Lembaga Keuangan Bakal Lebih Ketat Meminjamkan Uang

Lembaga keuangan sering kali lebih ketat dalam hal meminjamkan uang baik untuk memangkas biaya atau untuk menghindari risiko individu dan perusahaan yang tidak dapat kembali membayarnya.

Bank di AS yakni Chase, Wells Fargo dan Citi misalnya berhenti menerima aplikasi untuk jalur kredit rumah baru selama pandemi COVID-19.

Bank mengencangkan ikat pinggang dengan cara yang sama seperti yang dilakukan konsumen selama penurunan. Perusahaan kartu kredit sementara itu mengurangi batas kartu kredit untuk beberapa pemegang kartu. Keputusan tersebut dapat mempersulit bisnis dan konsumen untuk mendapatkan pendanaan.

Akumulasi Kekayaan Melambat

Selama resesi, pasar saham sering kali dapat memasuki apa yang disebut “bear market” atau pasar alami koreksi. Ini juga didefinisikan sebagai periode saat saham kehilangan 20 persen dari nilainya. Berdasarkan data Bankrate dari Yardeni Research, rata-rata kinerja S&P yang alami koreksi sejak 1929 menghasilkan penurunan sekitar 37 persen.

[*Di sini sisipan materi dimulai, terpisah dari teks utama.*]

PR #1456, opened 2021-01-14
Make sidebar clickable again with skipLinkAnchor issue

VWSCoronaDashboard14:
So since there are `skipLinkAnchor` properties and recent changes that increased the z-index from the main content.
There was an issue created with the IE11 fix `margin-left: -100vw; padding-left: 100vw;` on `skipLinkAnchor` elements, you couldn't click the sidebar anymore on that specific place.

## Current fix

First set on the `skipLinkAnchor` element the `pointer-events` attribute to none where the positioning is done, and then add an additional element that resets the pointer-events back to default.

Tested it on IE11 and everything works as expected.
The only drawback is that you can't select the element directly in your inspector anymore

### DIFF
--- a/packages/app/src/components-styled/content-header/index.tsx
+++ b/packages/app/src/components-styled/content-header/index.tsx
@@ -19,6 +19,10 @@ import { Box } from '../base';
 /*
   the left margin '-100w' and left padding '100w' hack ensures skip link anchors to have a (non visible) start at the left side of the screen.
   This fixes odd skip-link behavior in IE11
+
+  Since this hack makes the part of the sidebar unclickable because the padding is overlapping it.
+  This is fixed by first setting a pointer even none to the HeaderBox element if there is a skip-link and create 
+  a new child element with the PointerEventBox that resets the pointer-events again so it works as expected.
 */
 const HeaderBox = styled.header<{
   hasIcon: boolean;
@@ -84,7 +88,7 @@ const AriaInlineText = styled(InlineText)(
   })
 );
 
-const ReferenceBox = styled(Box)(
+const ReferenceBox = styled.div(
   css({
     maxWidth: '30em',
     marginRight: 3,
--- a/packages/app/src/components-styled/content-header/index.tsx
+++ b/packages/app/src/components-styled/content-header/index.tsx
@@ -28,7 +28,7 @@ const HeaderBox = styled.header<{
     mt: 0,
     ml: x.skipLinkAnchor ? '-100vw' : x.hasIcon ? undefined : 5,
     pl: x.skipLinkAnchor ? '100vw' : undefined,
-    pointerEvents: 'none',
+    pointerEvents: x.skipLinkAnchor ? 'none' : 'auto',
   })
 );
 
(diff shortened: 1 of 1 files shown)


VWSCoronaDashboard1 (approved):

packages/app/src/components-styled/content-header/index.tsx
```diff
@@ -28,6 +28,7 @@ const HeaderBox = styled.header<{
     mt: 0,
     ml: x.skipLinkAnchor ? '-100vw' : x.hasIcon ? undefined : 5,
     pl: x.skipLinkAnchor ? '100vw' : undefined,
+    pointerEvents: 'none',
```
VWSCoronaDashboard10, line 31: This results in an unresponsive UI: users will not be able anymore to interact with the text which is an accessibility drawback. Also things like anchors are not clickable anymore

VWSCoronaDashboard10 (changes requested):
> The only drawback is that you can't select the element directly in your inspector anymore

this is a huge drawback imho, this implies users cannot interact anymore with the content (e.g. select content, click anchors)

packages/app/src/components-styled/content-header/index.tsx
VWSCoronaDashboard10: I'm not entirely sure I understand the current implementation, but perhaps its sufficient to replace this line with:
```suggestion
    pointerEvents: x.skipLinkAnchor ? 'none' : 'auto',
```

VWSCoronaDashboard14: I forgot to commit my last change! Please check again

packages/app/src/components-styled/content-header/index.tsx
```diff
@@ -83,13 +88,19 @@ const ReferenceBox = styled(Box)(
...
 );
 
 const MetadataBox = styled(Box)(
   css({
-    flex: asResponsiveArray({ md: '1 1 auto', lg: '1 1 40%' })
+    flex: asResponsiveArray({ md: '1 1 auto', lg: '1 1 40%' }),
+  })
+);
+
+const PointerEventsBox = styled(Box)(
```
VWSCoronaDashboard10, line 101: This can be a simple div
```suggestion
const PointerEventsBox = styled.div(
```

packages/app/src/components-styled/content-header/index.tsx
```diff
@@ -28,6 +28,7 @@ const HeaderBox = styled.header<{
     mt: 0,
     ml: x.skipLinkAnchor ? '-100vw' : x.hasIcon ? undefined : 5,
     pl: x.skipLinkAnchor ? '100vw' : undefined,
+    pointerEvents: x.skipLinkAnchor ? 'none' : 'auto',
```
VWSCoronaDashboard10, line 31: it's unclear by only reading the code what the pointerEvents thing is for, so it might be useful to add a comment somewhere in this file to explain the issue you tried to solve with it.

VWSCoronaDashboard10 (approved):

Mahasiswa yang baru lulus dan mencoba pekerjaan pertama selama resesi juga bisa terpukul. Ketika karyawan bekerja selama ekonomi lesu, kemungkinan mengambil upah lebih rendah dari seharusnya, seandainya menemukan pekerjaan dalam ekonomi yang kuat.

“Contoh utamanuya, adalah generasi milenial yang lulus selama Resesi Hebat. Sepanjang hidup mereka, itu dapat menyebabkan sejumlah besar dana yang hilang dari mereka,” kata dia.